Ich programmiere mit VB6. Also ich möchte das das programm bevor ich es starte nur abfragt ob die .doc datei im verzeichnis ist oder nicht. wenn ja, dann öffnet sich das programm, wenn nein, dann öffnet es sich nicht.

zu dem addieren der labels, hatte ich das problem, dass das programm alles addiert hatte auch die labels die nicht visible waren.
Ich werde direkt mal eure tips ausprobieren....

danke dafür schonmal


----------



## hausmeister079 (7. Juli 2008)

Nochmal eine andere Frage, ich habe eine Inputbox die dazu dienen soll, dass Passwort einzugeben, doch wie kann ich das Wort **** <-- mit sternen verweisen anstatt man das Kennwort lesen kann?

und kann man auch von der inputbox den befehl "Abbrechen" umbenennen?

Die Tips haben mir weitergeholfen, vielen Dank dafür an jeden der beigetragen hat...


----------



## Alex F. (7. Juli 2008)

Nein kann man nicht. 

Hierfür müsste man sich eigentlich eine eigene Login-Form basteln. Je nachdem welche Version du von VB hast gibt es das sogar als Vorlage.
Grüsse bb


----------



## hausmeister079 (7. Juli 2008)

ok, ich habe VB6, denke mal das es nicht damit geht.

@Masterclavat

der code funktioniert nicht bei mir mit der summe, hast du noch einen anderen auf Lager?


----------



## Zvoni (7. Juli 2008)

brainbyte hat gesagt.:


> Nein kann man nicht.




Kann man doch, nur die Frage ist, ob es das wert ist

Lösung siehe hier: --> http://www.tek-tips.com/faqs.cfm?fid=4617


----------



## Alex F. (7. Juli 2008)

Mit version meinte ich die Enterprise oder die "normale" oder die "Student" -Version
Sonst musst du dir halt einfach eine Form mit einer Textbox basteln. Die hat die Eigenschaft PasswordChar da kann man dann XXXX oder oooo einsetzten.

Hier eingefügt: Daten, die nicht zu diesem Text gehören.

PR #943, opened 2023-09-19
IS-412: Move fetching SSM params to prebuild

harishv7:
## Problem

Right now we face an issue with fetching envs from SSM:
- We have to fetch envs from SSM in the post deploy step because otherwise EB overwrites the env with the ones we set on the console
- On convict, we have put the params as required string
- However, doing this means whenever we change an env, EB will perform a re-build. However, since this is a re-build, it won't execute the deploy scripts which means the envs gets overriden with the ones from EB console that is missing the SSM params.

Closes IS-412

## Solution

This solution introduces a few changes:
- We move ALL of our envs to SSM except the `SSM_PREFIX` which is required to determine whether it is staging or prod
- We move the fetching of envs from post-deploy previously to now pre-deploy
- We need to keep a list of our envs in the new script for us to iterate and fetch from SSM
- We need to read from a different file other than .env which is getting overridden by EB. For this, we use our existing EFS volume which already exists for GGS solution.

### Why store on EFS?
When multiple instances boot up, the pre-deploy step executes on each of them. This is fine on normal deployment. However, consider the edge case where we want to update envs on SSM. To trigger a rebuild, we need to re-deploy from GH Actions.

However, this takes long due to our the rolling deploy. Instead, for urgent cases, we can expedite by directly running this script and doing a "Restart App Instances" on EB.

EFS enables this as you just need to run the script once instead of once on each instance. However, in the event where multiple instances are booted up at the same time, there will be concurrency issues in overwriting the .env file leading to inconsistent states. To prevent this, each instance writes to a local file and then transfers it to the EFS. A simple locking mechanism is present in the script to lock the folder we are copying into to again prevent a clash bet the 2 instances.

Note that if a param is present on script but not on SSM, current behaviour is to skip this and proceed to next param. While exiting the script and causing the deploy to fail might be a good practice of failing early, this PR's aim is to first achieve parity with our current behaviour of having convict as the checking layer (though this happens at runtime after deploy stage).

### How locking works?

Here's what happens:

1. The file descriptor 200 is associated with the file /efs/isomer/.isomer.lock.
2. If /efs/isomer/.isomer.lock doesn't exist, it's created. If it already exists, it's just opened.
3. flock then tries to acquire a lock on the file descriptor 200, which is linked to the .isomer.lock file.
4. If flock can't acquire the lock (because some other process has it), then the script exits due to || exit 1.

### Benefits

- Have a centralised management of envs for both prod + staging
- No need to manually transfer envs during node env upgrades
- Possibly reduce time taken for changing envs -> all you need to do is "Restart app server"
- Encrypt important/private envs

### Cons
- Maintaining list of envs in the script
- We can't differentiate between required and optional envs in SSM. But this is less of a con as convict is our intended safety check layer for this

**Breaking Changes**

  - This moves our envs to SSM

## Tests
- Ensure staging instances start up fine
- Ensure changes in env on SSM and re-deploy works/reflects fine (see runbook)
- Ensure changes in env on SSM and re-starting app instances works (see runbook)

Tests ran as part of checks for PR:
- Missing env on SSM -> pre-deploy script passes -> convict still catches this -> app fails to start
- Following from above, create the missing env on SSM, attempt a manual restart process (as per runbook)
- Modify the param on SSM and perform re-deploy from GitHub Actions -> ensure new values are captured

## Deploy Notes

Ensure ALL envs are moved to SSM with appropriate prefix.

**New dependencies**:

- `dotenv` : Loads env from specified file path


src/server.js
```diff
@@ -420,6 +420,8 @@ app.use((req, res, next) => {
 // error handler
 app.use(errorHandler)
 
+logger.info(`PRINTING OUT TEST VAR: ${config.get("testVar")}`)
```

Zu dem Problem mit Masterclavats post ! Warum funktioniert das nicht bekommst du einen Fehler ? 

Grüsse bb


----------



## Masterclavat (7. Juli 2008)

> @Masterclavat
> 
> der code funktioniert nicht bei mir mit der summe, hast du noch einen anderen auf Lager?



Was genau funktioniert denn nicht? Bekommst du irgendwelche Laufzeitfehler?


----------



## hausmeister079 (7. Juli 2008)

wenn das label visible dann sagt mir die summe gar nichts an, sprich der wert ändert sich nicht. wenn aber das label invisible ist dann kommt der fehler 

laufzeitfehler '13' typen unverträglich


----------



## Zvoni (7. Juli 2008)

hausmeister079 hat gesagt.:


> wenn das label visible dann sagt mir die summe gar nichts an, sprich der wert ändert sich nicht. wenn aber das label invisible ist dann kommt der fehler
> 
> laufzeitfehler '13' typen unverträglich



Standard-Eigenschaft des "Label"-Steuerelements ist Caption, mit Datentyp String

Laufzeitfehler 13 - Typen unverträglich ist meistens ein Hinweis, dass versucht wird Äpfel mit Birnen zu addieren!


----------



## hausmeister079 (7. Juli 2008)

Das komische ist ja, dass er nur den Fehler macht, wenn ich keine Labels auswähle.
Jedoch wenn ich ein Label auswähle und dies visible wird addiert er es nicht bzw nimmt den Wert nicht in meine Summe bzw Label52 über.


----------



## Zvoni (7. Juli 2008)

hausmeister079 hat gesagt.:


> Das komische ist ja, dass er nur den Fehler macht, wenn ich keine Labels auswähle.
> Jedoch wenn ich ein Label auswähle und dies visible wird addiert er es nicht bzw nimmt den Wert nicht in meine Summe bzw Label52 über.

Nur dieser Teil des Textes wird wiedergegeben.